Romanticism, Medicine, and the Natural Supernatural analyses the key Romantic literary themes of visions and perception, and hallucinations and spectres, through the lens of Romantic era medical discourse. Focusing on the prevalence of the nervous and digestive system as of key importance in early nineteenth-century medical discourse, Budge also shows a strong awareness of the wider field of research in Romantic medicine, evaluating the work of, among others, Hermione De Almeida and Sharon Ruston, and setting out his own task for this study in persuasive terms. Budge identifies apparitions and spectral visions as a key element of Romanticism, and, influenced by Derrida’s deconstructionist approach, discusses the concept of poetry and the mind as not separate but asserting that, to Romantic writers, the lines between them are blurred. [End Page 93]

Chapter 1 critiques Terry Castle’s psychoanalytic reading of Anne Radcliffe’s Mysteries of Udolpho, and instead uses the Romantic conception of the nervous system to analyse the text. Utilising a historicist approach, Budge positions Radcliffe in late eighteenth-century medical spheres, and discusses the physiological effect that literature – and the sublime – has on the nervous system. Intriguingly, Budge also teases out the link between political radicalism, print culture, and spectres in a persuasive examination of Burkean ideas. The chapter concludes with the convincing assertion that Radcliffe required her readers to diagnose and control an excessive appetite for the marvellous.

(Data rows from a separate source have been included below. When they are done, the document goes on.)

PR #815, opened 2023-11-14
Add orjson support

### LINKED ISSUE #814: TODO: Use `orjson` if it's available

raman325:
fixes #814

Unclear how I would test this, open to suggestions


zwave_js_server/client.py
```diff
@@ -39,6 +40,11 @@
 from .model.log_message import LogMessage
 from .model.version import VersionInfo, VersionInfoDataType
 
+try:
+    import orjson as json
```
MartinHjelmare, line 44: Let's add this as an `extra` dependency that library users can select when installing the library.

MartinHjelmare (changes requested):

MartinHjelmare (approved):

MartinHjelmare:
We could add an additional tox job that installs the orjson requirement before running the tests.

PR #771, opened 2025-06-24
use docker cache, run pre-commit updates less frequently

jameslamb:
Replaces #770

Proposes 2 small changes to help with development here:

* using the DockerHub pull-through cache on NVIDIA's self-hosted runners
  - *to reduce the disruption from network issues and rate limits (see https://github.com/rapidsai/ci-imgs/pull/281#issuecomment-3001418760)*
* switching the `pre-commit.ci` autoupdates from weekly to monthly
  - *this project uses some tools like `ruff` that update very frequently, meaning we get a new PR from `pre-commit.ci` almost every week... CI here uses a LOT of runners, and for this repo I don't think that resource usage is worth it in exchange for moving to a new version of `ruff` a few weeks earlier than we otherwise would*

### DIFF
--- a/.pre-commit-config.yaml
+++ b/.pre-commit-config.yaml
@@ -1,5 +1,7 @@
 # Copyright (c) 2025, NVIDIA CORPORATION.
 ---
+ci:
+  autoupdate_schedule: 'monthly'
 repos:
   - repo: https://github.com/pre-commit/pre-commit-hooks
     rev: v5.0.0
@@ -7,7 +9,7 @@ repos:
       - id: end-of-file-fixer
       - id: trailing-whitespace
   - repo: https://github.com/astral-sh/ruff-pre-commit
-    rev: v0.11.13
+    rev: v0.12.0
     hooks:
       - id: ruff
         args: ["--config", "pyproject.toml"]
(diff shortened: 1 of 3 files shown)


.pre-commit-config.yaml
```diff
@@ -1,13 +1,15 @@
 # Copyright (c) 2025, NVIDIA CORPORATION.
 ---
+ci:
+  autoupdate_schedule: 'monthly'
```
jameslamb, line 4: docs on this: https://pre-commit.ci/#configuration

jameslamb:
Tests here should pass once https://github.com/rapidsai/cuml/pull/6922 is merged.

Otherwise, I think this is ready for review.

jameslamb:
Thanks for the re-run @msarahan ! In theory https://github.com/rapidsai/cuml/pull/6922 should fix this.

Looking at the re-run build jobs though, seems that they got slightly old nightlies... `cuml 25.08.00a169` (https://github.com/rapidsai/docker/actions/runs/15858877647/job/44801626136?pr=771#step:9:649), when the latest is `25.08.00a174` (https://anaconda.org/rapidsai-nightly/cuml).

Going to push a fresh, empty commit to fully re-trigger everything. Hopefully that + the fact that the build job from that `cuml` commit finishing (https://github.com/rapidsai/cuml/actions/runs/15883547057/job/44789783760) will be enough to fix this.

PR #823, opened 2025-12-03
renovate: group GitHub Actions updates into fewer PRs

jameslamb:
Proposes updating the `renovate` configuration so that almost all "hey there's a new version of this third-party GitHub Action" updates are grouped together into a single PR.

To avoid cases like this where multiple individual PRs are opened at the beginning of the month:

* #808
* #807
* #806

This should reduce CI usage, notifications, and review burden a bit.

### How I made this list

```shell
git grep -E 'uses\: '
```

### How to test this

I'm not sure how to test this without merging it.

In https://github.com/rapidsai/ci-imgs/pull/265, we just merged a similar change and then looked at the dashboard issue to check.

So I think we should just merge this and then check https://github.com/rapidsai/docker/issues/645

### DIFF
--- a/renovate.json
+++ b/renovate.json
@@ -11,6 +11,12 @@
         "^(actions/.*|aws-actions/*|docker/*|go|peter-evans/dockerhub-description|pre-commit/)$"
       ],
       "groupName": "gh-actions"
+    },
+    {
+      "matchDatasources": ["docker"],
+      "matchPackagePatterns": [
+        "^condaforge/miniforge3$"
+      ]
     }
   ]
 }


gforsyth:
> Oh to be clear, my intention in this PR is to still keep `miniforge3` separate. I thought having a separate entry for it in ` "packageRules"` would accomplish that. Did I make a mistake there?

Honestly, I don't know.  I say we merge it and look at the dashboard and proceed from there.

jameslamb:
ayyyyyy nice! Thanks for the help.

jameslamb:
> _To get an update, click the checkbox below_

I did that and it created #825

Looks like it didn't include `aws-actions/*` because it didn't like the way I closed #807, and didn't update `go` because that particular update is rate limited (don't really understand what that means in this context but 🤷🏻).

image

But overall I'm feeling like this is working. Seeing those 3 things grouped together in #825 is a good sign.

PR #859, opened 2026-03-05
Test conda env activation in container-canary tests

jakirkham:
Fixes https://github.com/rapidsai/docker/issues/857

For scripts like `profile.sh` to run (needed for Conda activation) we need to use a login shell. Hence the addition of `-l` (L) here.

Also interactive shells tend to behave a bit better from a user experience perspective. So have added `-i` too.

### DIFF
--- a/.github/workflows/test-notebooks.yml
+++ b/.github/workflows/test-notebooks.yml
@@ -71,7 +71,7 @@ jobs:
     steps:
       - name: Install required tools
         run: |
-          mamba install -n base --freeze-installed \
+          conda install -n base --freeze-installed \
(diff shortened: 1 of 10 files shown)


jameslamb (changes requested):
Thanks for starting this, it's an interesting approach to the environment-activation problem. I'm leaving a blocking review because I have some concerns.

jameslamb (approved):
Thanks for the changes, I'm good with this as a way to help with the startup environment for interactive uses.

I think we will want both this AND #860 (which fixes the problem generally for non-interactive use too).

PR #867, opened 2026-03-30
ensure the latest tag is always used to determine version

jameslamb:
Nightly builds on `main` are failing like this:

```text
56.98 Could not solve for environment specs
56.98 The following packages are incompatible
56.98 ├─ rapids-dask-dependency =26.6,>=0.0.0a0 * is requested and can be installed;
56.98 └─ rapids =26.4 * is not installable because it requires
56.98    └─ custreamz =26.4 *, which requires
56.98       └─ rapids-dask-dependency =26.4 *, which conflicts with any installable versions previously reported.
```

([build link](https://github.com/rapidsai/docker/actions/runs/23732578503/job/69129525562#step:10:731))

They should be looking for 26.06 packages, and I'd expect them to because the `v26.06.00a` tag is closer to HEAD of `main` than `v26.04.00a`.

image

I think the root cause is that I made some mistake in creating the branch for #866 (still not sure exactly what) that ended up making `v26.04.00a` satisfy this:

https://github.com/rapidsai/docker/blob/2637556074567056aa69a7cb1850ac844ef89748/.github/workflows/build-cuvs-image.yml#L63

This proposes permanently avoiding by using `git describe --first-parent`

From https://git-scm.com/docs/git-describe

> _Follow only the first parent commit upon seeing a merge commit. This is useful when you wish to not match tags on branches merged in the history of the target commit._

### How I tested this

```console
$ git checkout main
$ git pull upstream main
$ git fetch upstream --tags
$ git describe --tags --abbrev=0
v26.04.00a
$ git describe --tags --first-parent --abbrev=0
v26.06.00a
```

### DIFF
--- a/.github/workflows/build-cuvs-image.yml
+++ b/.github/workflows/build-cuvs-image.yml
@@ -60,7 +60,7 @@ jobs:
           fetch-depth: 0
       - name: Clean up condarc for release builds
         run: |
-          GIT_DESCRIBE_TAG="$(git describe --tags --abbrev=0)"
+          GIT_DESCRIBE_TAG="$(git describe --tags --first-parent --abbrev=0)"
           GIT_DESCRIBE_TAG="${GIT_DESCRIBE_TAG:1}" # remove leading 'v'
           if [[ ! $GIT_DESCRIBE_TAG =~ [a-z] ]]; then
             echo 'Most recent tag is for release, adding the `rapidsai` channel and removing the `rapidsai-nightly` channel.'
--- a/.github/workflows/build-rapids-image.yml
+++ b/.github/workflows/build-rapids-image.yml
@@ -61,7 +61,7 @@ jobs:
           fetch-depth: 0
       - name: Clean up condarc for release builds
         run: |
-          GIT_DESCRIBE_TAG="$(git describe --tags --abbrev=0)"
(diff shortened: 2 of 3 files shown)


jameslamb:
Yeah this is working, seeing `RAPIDS_VER=26.06` in CI logs.

When this is approved, let's admin-merge past the failing `check-nightly-ci` check. This should fix the nightly builds.

jameslamb:
Tests are failing like this:

> ImportError: /opt/conda/bin/../lib/libcugraph_mg.so: undefined symbol: _ZN3rmm13device_bufferC1EmNS_16cuda_stream_viewENS_6detail23cccl_async_resource_refIN4cuda2mr3__412resource_refIJNS6_17device_accessibleEEEEEE

([build link](https://github.com/rapidsai/docker/actions/runs/23769371096/job/69259346588?pr=867))

That'll be fixed by a new build of cuGraph, once https://github.com/rapidsai/cugraph/pull/5479 is in

AyodeAwe (approved):

jameslamb:
Pushed an empty commit to trigger a new build, now that package builds (esp. for cuGraph) should be fixed.

jameslamb:
Everything but `check-nightly-ci` is now passing, admin-merging this. That should fix the nightly builds and get `check-nightly-ci` passing again.

PR #895, opened 2026-07-23
feat: publish signed image provenance manifests

msarahan:
**Posted by Codex (GPT-5.6) on behalf of Michael Sarahan. Treat this description as LLM-generated.**

## Summary

Add a signed, OCI-referrer RAPIDS image provenance manifest for published `base`
and `notebooks` image digests.

- Export exact `conda-meta` package facts through minimal BuildKit targets rather
  than downloading image layers.
- Attach a platform-specific manifest to every pushed architecture image, then
  attach a multiarch index manifest that links those platform records.
- Record the image digest, platform, source SHA, workflow URL, build arguments,
  and conda package name/version/build/channel/source URL.
- Keylessly sign each attached OCI artifact with GitHub Actions OIDC and Cosign.
- Keep pURLs explicitly unmapped until a verified upstream mapping is available;
  this intentionally does not invent `pkg:conda/...` identifiers.

## Relationship to #805

https://github.com/rapidsai/docker/pull/805 is complementary. It generates and
embeds a CycloneDX SBOM in the final image. This change makes digest-bound build
facts discoverable as registry metadata and supplies the platform-to-multiarch
relationship needed by scan triage without pulling image layers.

If #805 lands, the preferred follow-up is to add its SBOM digest/reference to
this manifest rather than maintain a separate provenance model. Its Dockerfile
stage renaming will require a small conflict resolution in this branch's
`provenance-base` and `provenance-notebooks` export targets.

## Validation

- `pytest -q tests/test_image_provenance_manifest.py`
- `pre-commit run --all-files` (Ruff, ShellCheck, Zizmor, copyright checks)
- YAML parsing and `git diff --check`

Buildx static validation was attempted but the local configured remote builder
timed out while connecting. No image was built locally. The first CI run should
therefore confirm Docker Hub OCI-referrer support and keyless Cosign signing on
the production runners.


msarahan:
superseded by #896 because CI can't run from my fork

PR #97, opened 2015-03-17
Add `--all` to graph command to show other branches (esp. origin)

borgand:
Add `--all` to `graph` log command so that other branches become visible.

This is helpful in branched workflow (e.g. git-flow) where after a pull on master one needs to see how feature branches have diverged.

Screenshot:

gitsavvy graph-all


divmain:
Relates to #13.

Chapter 2 analyses the Victorian reception and construction of Wordsworth and the concept of ‘healthy’ literature. Budge also places Wordsworth in the context of Brunonian medical theory, which focuses on the under or overstimulation of the nervous system as the cause of sickness. Budge examines the ways in which poetry could be offered as a medical stimulant, which feeds the soul and not the sensations, denying potentially the dangerous concept of Materialism in literature. This chapter points to the example that woman’s state of mind during pregnancy could alter her baby, again using the idea that the imagination can have a physical effect on the body.

In chapter 3, Budge moves from ‘healthy’ literature to ‘unhealthy’ poetry, with Coleridge and the digestive system as the topics of discussion. Vitalism, the theory that life is dependent on a mysterious principle or power separate from the physical body, is linked to digestion using the work of the surgeon John Hunter and endowing the problem of indigestion with further significance. The narrative then moves to metaphor and its role in philosophy and the imagination.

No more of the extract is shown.